PR #935, opened 2021-01-08
Sharpening post-processing effect

yvt:
This effect kills two blocky birds with one stone. Firstly, it enhances the rendered image's clarity for artistic reasons. Secondly, it somewhat offsets OpenSpades' fog density, which is often claimed to be denser than the original client. Technically, the fog density function is mostly identical between these two clients. However, OpenSpades applies the fog color in the linear color space, which is physically accurate but has a tendency to strengthen the effect because the human light perception is logarithmic.

This PR's sharpening effect enhances local color differences to make distant objects look as clearly as they would do in the original client, on average. The effect intensity needs to be determined carefully not to over-enhance the image. The mathematical basis for the correct intensity determination is documented in the source code.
::::::::
Problem details> Please make your reply exactly the lines from the one containing "This effect kills" through the end of the entries above, and nothing more.

Response to the task>
This effect kills two blocky birds with one stone. Firstly, it enhances the rendered image's clarity for artistic reasons. Secondly, it somewhat offsets OpenSpades' fog density, which is often claimed to be denser than the original client. Technically, the fog density function is mostly identical between these two clients. However, OpenSpades applies the fog color in the linear color space, which is physically accurate but has a tendency to strengthen the effect because the human light perception is logarithmic.

This PR's sharpening effect enhances local color differences to make distant objects look as clearly as they would do in the original client, on average. The effect intensity needs to be determined carefully not to over-enhance the image. The mathematical basis for the correct intensity determination is documented in the source code.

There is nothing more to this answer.